2. A method for detecting hepatocellular carcinoma comprising the step of:

(a) measuring, in a tested tissue, the expression level(s) of at least one gene selected from the group consisting of plasminogen gene, EST1549, retinol-binding protein 4 gene and organic anion transporter C gene, and at least one gene selected from the group consisting of aldolase B gene, carbamyl phosphate synthase 1 gene, albumin gene and cytochrome P450 subfamily 2E1 gene; and

(b) comparing the expression levels of genes measured in (a) with the expression levels of genes in a control that correspond to the genes measured in (a).

3. A method for detecting hepatocellular carcinoma according to claim 1, wherein the step (a) of measuring the expression level(s) of the gene(s) is performed by determining the amount of transcripts of the genes being measured.

4. A method for detecting hepatocellular carcinoma according to claim 1, wherein the step (a) of measuring the expression level(s) of the gene(s) is performed by amplifying whole or a part of the DNA to be measured and using cDNA prepared from gene transcripts as a template.

5. A method for detecting hepatocellular carcinoma according to claim 1, wherein the step (a) of measuring the expression level(s) of the gene(s) is performed by invader assay.

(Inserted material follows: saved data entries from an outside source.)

PR #1119, opened 2020-09-08
run de update users job in the right directory

estute:


brianhw (approved):
If it works, LGTM.  👍

PR #1121, opened 2020-09-10
Add Program console version parameter so we can build Program Console on Sandbox

schenedx:
This is the change to set the $program_console_version into the ansible environments.
This way, we can build program_console on sandbox at the same time as program_manager.
The plan is to remove program_manager items after this is merged.

### DIFF
--- a/devops/jobs/CreateSandbox.groovy
+++ b/devops/jobs/CreateSandbox.groovy
@@ -189,6 +189,8 @@ class CreateSandbox {
                             "Key for Organization to be created in Registrar. Must match key in Discovery catalog. Ignore this setting if Registrar is disabled.")
                 stringParam("program_manager_version","master",
                             "The repository version of the frontend-app-program-manager")
+                stringParam("program_console_version","master",
+                            "The repository version of the frontend-app-program-console")
 
                 booleanParam("learner_portal",false,"Learner Portal")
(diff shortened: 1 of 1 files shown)


devops/jobs/CreateSandbox.groovy
```diff
@@ -189,6 +189,8 @@ class CreateSandbox {
                             "Key for Organization to be created in Registrar. Must match key in Discovery catalog. Ignore this setting if Registrar is disabled.")
                 stringParam("program_manager_version","master",
                             "The repository version of the frontend-app-program-manager")
+                stringParam("program_console_version","master",
+                            "The repository version of the frontend-app-program-console")
```
matthugs, line 193: can we also add the boolean option of whether or not to build this mfe at all? a la https://github.com/edx/configuration/pull/6001/files#diff-32b2548c4c6e77f9c5a605464f58b6a4R273

matthugs (approved):

devops/jobs/CreateSandbox.groovy
schenedx: It's kinda outside of the scope of this PR.
Also, I think we should build the program-console MFE as soon as we decide to have registrar.
It doesn't take more disk space and it provides necessary UI for registrar APIs

PR #1127, opened 2020-09-15
Point snowflake collections job to the loading warehouse

macdiesel:
I also updated the cron to run every 10 minutes instead of 5.

### DIFF
--- a/dataeng/jobs/analytics/SnowflakeCollectMetrics.groovy
+++ b/dataeng/jobs/analytics/SnowflakeCollectMetrics.groovy
@@ -16,7 +16,7 @@ class SnowflakeCollectMetrics {
         ]
         Map SnowflakeQueueDepthConfig = [
             NAME: 'snowflake-collect-queue-depth',
-            CRON: '*/5 * * * *'
+            CRON: '*/10 * * * *'
         ]
         List jobConfigs = [
             SnowflakeWarehouseCreditConfig,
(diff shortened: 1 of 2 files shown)


macdiesel:
Companion PR: https://github.com/edx/analytics-tools/pull/65

dataeng/jobs/analytics/SnowflakeCollectMetrics.groovy
```diff
@@ -37,6 +37,7 @@ class SnowflakeCollectMetrics {
                 environmentVariables {
                     env('SNOWFLAKE_USER', 'SNOWFLAKE_TASK_AUTOMATION_USER')
                     env('SNOWFLAKE_ACCOUNT', 'edx.us-east-1')
+                    env('SNOWFLAKE_WAREHOUSE', 'LOADING')
```
estute, line 40: I feel like this will make the job of tracking cost/usage confusing. Should we create or use another warehouse here?

estute (commented):
see inline

dataeng/jobs/analytics/SnowflakeCollectMetrics.groovy
macdiesel: At some point yes, I will backlog a ticket to do so. For now I don't want to keep spinning up more warehouses that aren't doing much. For now we consolidate and cut costs. Once we have more things happening for monitoring we'll add a monitoring specific warehouse.

PR #1133, opened 2020-09-18
Update the email optin job to use the fixed mgmt command

pwnage101:
I just merged this edx-platform PR:

https://github.com/edx/edx-platform/pull/25011

which updates the email_opt_in_list.py management command to port the
changes in our analytics fork back upstream.  Not taking action will
result in a change in behavior of the analytics-email-optin job, which
is what we're trying to avoid.

I would normally use release tags created by the edxapp gocd pipeline,
but the pipeline is borked so I used a hash instead.

Testing
---

Successful. http://jenkins.analytics.edx.org/job/analytics-email-optin-worker/9619/console


brianhw (approved):
👍

PR #1138, opened 2020-10-02
Bump analytics-exporter-worker concurrency by 6

pwnage101:


brianhw (approved):
I thought the suggestion from Fred was to bump it up directly to 12 (as noted in the SRE ticket).   But one's better than nothing....

PR #1149, opened 2020-10-19
Correct twice monthly schedule of jenkins jobs

matthugs:
inspired by https://stackoverflow.com/a/33788028


coryleeio (approved):

matthugs:
fyi @tuchfarber since this will fix the schedule to do what it says on the tin for a repo they own

PR #1150, opened 2020-10-21
1421: set up Prospectus bihourly sandbox build

srwang:


rgraber (commented):
We can probably save some time if we turn off the things we don't need (forums, test data, etc.)

rgraber (approved):
LGTM

devops/jobs/CreateSandboxCI.groovy
```diff
@@ -21,7 +21,7 @@ import static org.edx.jenkins.dsl.DevopsConstants.common_read_permissions
 class CreateSandboxCI {
   public static def jobs = { dslFactory, extraVars ->
 
-    ["Hourly", "Daily", "MastersWeekly"].each { type ->
+    ["Hourly", "Daily", "MastersWeekly", "ProspectusBiHourly"].each { type ->
```
matthugs, line 24: I know it deviates from an established pattern, but I bend over backwards whenever possible to avoid words like "bimonthly" because they induce the moment of panic of "do I actually know whether that's half as often or twice as often"? I can't be the only one. Can we use `ProspectusEveryTwoHours` instead?

devops/jobs/CreateSandboxCI.groovy
```diff
@@ -106,6 +106,20 @@ class CreateSandboxCI {
                   booleanParam("journals",false)
                   booleanParam("video_pipeline",false)
                   booleanParam("video_encode_worker",false)
+                } else if (type == 'ProspectusBiHourly') {
+                  predefinedProp('dns_name','prospectus-bihourly')
+                  predefinedProp('name_tag','prospectus-bihourly')
+
+                  predefinedProp('server_type', 'full_edx_installation_from_scratch')
+                  booleanParam('reconfigure',true)
+                  booleanParam('recreate', true)
```
matthugs, line 115: the first and last here are the default. The middle won't matter if you take the default for the first.

Defaults are here: https://github.com/edx/jenkins-job-dsl/blob/029b9c6a920f1971be69b4f480c6da8de547a185/devops/jobs/CreateSandbox.groovy
To see what reconfigure does see: https://github.com/edx/configuration/blob/25850cf1de16066da714551c302fb00c8d418b24/util/jenkins/ansible-provision.sh#L489 + like 10 or so lines. (The setting has been kind of redundant for a while, since it's basically always superseded by server_type.)

devops/jobs/CreateSandboxCI.groovy
```diff
@@ -106,6 +106,20 @@ class CreateSandboxCI {
...
+                  predefinedProp('edxapp', false)
+                  predefinedProp('testcourses', false)
+                  predefinedProp('performance_course', false)
+                  predefinedProp('demo_test_course', false)
+                  predefinedProp('edx_demo_course', false)
+                  predefinedProp('forum', false)
```
matthugs, line 121: do you wanna' turn off ecommerce (& its worker) too?

matthugs (approved):
well that was easier than expected, wasn't it?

6. A method for detecting hepatocellular carcinoma according to claim 1, wherein the step (a) of measuring the expression level(s) of the gene(s) is performed by hybridizing labeled cDNA prepared from transcripts including the gene(s) to be measured with whole or a part of the immobilized DNA of the gene(s) to be measured.

7. A method for detecting hepatocellular carcinoma according to claim 1, wherein the tested tissue in the step (a) is liver tissue of a chronic hepatitis patient.

8. A method for detecting hepatocellular carcinoma at an early stage that comprises the step of periodically measuring the expression level(s), in a tested tissue, of at least one gene selected from the group consisting of plasminogen gene, EST51549, retinol-binding protein 4 gene and organic anion transporter C gene.

9. A method for detecting hepatocellular carcinoma at an early stage that comprises the step of periodically measuring the expression level(s), in a tested tissue, of at least one gene selected from the group consisting of plasminogen gene, EST51549, retinol-binding protein 4 gene and organic anion transporter C gene, and at least one gene selected from the group consisting of aldolase B gene, carbamyl phosphate synthase 1 gene, albumin gene and cytochrome P450 subfamily 2E1 gene.

10. A DNA chip for detecting hepatocellular carcinoma in which whole or a part of DNA comprising transcribed region(s) of at least one gene selected from the group consisting of plasminogen gene, EST51549, retinol-binding protein 4 gene and organic anion transporter C gene is immobilized.

11. A DNA chip for detecting hepatocellular carcinoma in which whole or a part of DNA, in a tested tissue, comprising transcribed region(s) of at least one gene selected from the group consisting of plasminogen gene, EST51549, retinol-binding protein 4 gene and organic anion transporter C gene, and, at least one gene selected from the group consisting of aldolase B gene, carbamyl phosphate synthase 1 gene, albumin gene and cytochrome P450 subfamily 2E1 gene.